■ What is expected:
Where a line of the entries below includes the string "copy", count it. Give only the resulting number.

---- Entries shown

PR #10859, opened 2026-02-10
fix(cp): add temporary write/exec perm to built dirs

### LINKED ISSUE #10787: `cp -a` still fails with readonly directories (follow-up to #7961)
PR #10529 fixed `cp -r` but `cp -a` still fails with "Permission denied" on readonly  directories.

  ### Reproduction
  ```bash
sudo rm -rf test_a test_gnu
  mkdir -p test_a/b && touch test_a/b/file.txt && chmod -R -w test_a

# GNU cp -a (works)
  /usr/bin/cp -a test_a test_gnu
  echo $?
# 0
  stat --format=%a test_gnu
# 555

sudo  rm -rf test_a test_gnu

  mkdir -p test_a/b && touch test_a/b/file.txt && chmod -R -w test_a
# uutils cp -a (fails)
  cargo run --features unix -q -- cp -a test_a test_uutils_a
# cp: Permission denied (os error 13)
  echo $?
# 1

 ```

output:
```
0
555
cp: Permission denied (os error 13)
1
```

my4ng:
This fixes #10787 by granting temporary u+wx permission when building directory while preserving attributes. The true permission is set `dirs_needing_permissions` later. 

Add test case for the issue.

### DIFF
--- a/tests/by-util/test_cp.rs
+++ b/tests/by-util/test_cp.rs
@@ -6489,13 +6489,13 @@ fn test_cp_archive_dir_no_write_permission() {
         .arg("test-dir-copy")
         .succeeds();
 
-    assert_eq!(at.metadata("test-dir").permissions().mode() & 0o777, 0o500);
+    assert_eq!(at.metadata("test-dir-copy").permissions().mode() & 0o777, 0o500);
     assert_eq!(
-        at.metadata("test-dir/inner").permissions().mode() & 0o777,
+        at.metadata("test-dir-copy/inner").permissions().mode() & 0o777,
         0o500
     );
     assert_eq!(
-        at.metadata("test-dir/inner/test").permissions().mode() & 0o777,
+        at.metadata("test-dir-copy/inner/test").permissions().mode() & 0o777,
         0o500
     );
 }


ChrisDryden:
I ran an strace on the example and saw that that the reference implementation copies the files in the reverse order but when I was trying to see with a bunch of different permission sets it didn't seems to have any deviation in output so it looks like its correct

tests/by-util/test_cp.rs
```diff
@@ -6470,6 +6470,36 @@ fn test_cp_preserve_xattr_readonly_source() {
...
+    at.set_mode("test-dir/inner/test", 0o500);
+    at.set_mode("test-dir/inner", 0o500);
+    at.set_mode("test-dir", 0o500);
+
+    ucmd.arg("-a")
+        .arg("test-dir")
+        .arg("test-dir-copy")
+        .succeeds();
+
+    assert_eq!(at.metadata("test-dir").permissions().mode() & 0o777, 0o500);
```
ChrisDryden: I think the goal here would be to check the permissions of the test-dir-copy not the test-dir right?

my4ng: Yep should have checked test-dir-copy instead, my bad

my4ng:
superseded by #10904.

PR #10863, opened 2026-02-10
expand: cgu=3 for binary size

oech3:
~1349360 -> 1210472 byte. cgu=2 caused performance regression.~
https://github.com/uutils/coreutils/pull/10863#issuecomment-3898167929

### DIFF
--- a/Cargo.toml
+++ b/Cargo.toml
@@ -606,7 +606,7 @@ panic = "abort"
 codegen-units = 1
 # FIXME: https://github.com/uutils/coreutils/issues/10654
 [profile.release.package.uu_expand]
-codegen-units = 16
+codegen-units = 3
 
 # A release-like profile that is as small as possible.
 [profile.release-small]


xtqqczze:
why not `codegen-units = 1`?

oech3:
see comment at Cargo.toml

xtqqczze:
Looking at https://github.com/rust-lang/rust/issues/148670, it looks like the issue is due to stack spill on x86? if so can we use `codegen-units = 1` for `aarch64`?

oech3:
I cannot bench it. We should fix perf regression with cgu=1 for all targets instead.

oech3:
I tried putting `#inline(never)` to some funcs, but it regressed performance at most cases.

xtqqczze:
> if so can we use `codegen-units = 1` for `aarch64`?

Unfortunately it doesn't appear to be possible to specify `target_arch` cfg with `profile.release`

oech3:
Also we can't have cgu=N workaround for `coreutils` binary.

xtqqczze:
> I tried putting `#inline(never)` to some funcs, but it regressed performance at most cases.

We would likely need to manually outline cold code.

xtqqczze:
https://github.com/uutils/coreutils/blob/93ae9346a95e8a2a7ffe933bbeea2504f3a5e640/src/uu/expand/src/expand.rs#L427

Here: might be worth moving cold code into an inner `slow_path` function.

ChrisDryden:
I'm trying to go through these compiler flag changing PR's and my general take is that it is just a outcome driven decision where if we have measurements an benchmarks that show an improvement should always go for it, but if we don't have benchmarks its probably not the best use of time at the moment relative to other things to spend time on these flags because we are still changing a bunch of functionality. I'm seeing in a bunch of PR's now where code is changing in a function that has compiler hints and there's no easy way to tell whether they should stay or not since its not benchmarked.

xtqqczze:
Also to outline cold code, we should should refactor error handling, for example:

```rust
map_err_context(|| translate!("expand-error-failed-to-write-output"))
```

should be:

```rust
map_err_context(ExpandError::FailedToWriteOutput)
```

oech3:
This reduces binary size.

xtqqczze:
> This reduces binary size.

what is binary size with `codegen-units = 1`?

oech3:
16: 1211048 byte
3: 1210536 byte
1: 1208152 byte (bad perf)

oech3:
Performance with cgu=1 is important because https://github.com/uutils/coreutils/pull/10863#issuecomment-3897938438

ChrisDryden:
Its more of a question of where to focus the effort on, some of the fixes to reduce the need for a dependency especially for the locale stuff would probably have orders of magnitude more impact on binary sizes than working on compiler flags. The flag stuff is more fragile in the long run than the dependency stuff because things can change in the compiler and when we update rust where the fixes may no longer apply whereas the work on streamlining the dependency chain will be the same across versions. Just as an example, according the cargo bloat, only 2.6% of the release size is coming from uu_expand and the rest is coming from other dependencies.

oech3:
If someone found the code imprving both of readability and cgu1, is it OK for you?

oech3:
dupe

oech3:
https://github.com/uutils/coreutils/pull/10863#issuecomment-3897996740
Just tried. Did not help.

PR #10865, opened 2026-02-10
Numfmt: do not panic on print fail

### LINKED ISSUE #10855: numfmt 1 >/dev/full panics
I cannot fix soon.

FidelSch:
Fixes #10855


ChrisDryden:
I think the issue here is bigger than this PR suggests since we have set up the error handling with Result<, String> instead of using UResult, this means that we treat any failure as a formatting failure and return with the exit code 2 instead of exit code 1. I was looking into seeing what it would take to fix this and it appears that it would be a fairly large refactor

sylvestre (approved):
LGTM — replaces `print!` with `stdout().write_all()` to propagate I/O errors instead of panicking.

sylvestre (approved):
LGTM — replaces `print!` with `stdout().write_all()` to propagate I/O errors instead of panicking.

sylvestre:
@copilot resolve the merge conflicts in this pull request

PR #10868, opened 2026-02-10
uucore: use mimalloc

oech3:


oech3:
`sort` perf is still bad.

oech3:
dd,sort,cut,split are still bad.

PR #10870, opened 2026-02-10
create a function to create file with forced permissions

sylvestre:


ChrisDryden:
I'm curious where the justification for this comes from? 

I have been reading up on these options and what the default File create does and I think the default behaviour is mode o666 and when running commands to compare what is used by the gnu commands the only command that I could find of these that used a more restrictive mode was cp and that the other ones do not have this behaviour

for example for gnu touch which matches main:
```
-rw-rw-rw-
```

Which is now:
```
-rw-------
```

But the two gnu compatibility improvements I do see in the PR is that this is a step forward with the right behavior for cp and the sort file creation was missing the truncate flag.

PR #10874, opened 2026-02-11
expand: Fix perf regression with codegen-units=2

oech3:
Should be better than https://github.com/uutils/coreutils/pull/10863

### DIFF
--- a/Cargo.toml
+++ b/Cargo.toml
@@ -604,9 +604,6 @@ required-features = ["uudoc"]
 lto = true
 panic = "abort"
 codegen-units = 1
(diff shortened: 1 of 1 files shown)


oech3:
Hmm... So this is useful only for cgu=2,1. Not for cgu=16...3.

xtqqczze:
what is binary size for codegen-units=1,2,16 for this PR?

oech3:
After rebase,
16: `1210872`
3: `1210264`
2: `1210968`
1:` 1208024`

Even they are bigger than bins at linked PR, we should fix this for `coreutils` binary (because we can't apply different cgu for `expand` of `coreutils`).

--------

■ Task result:
7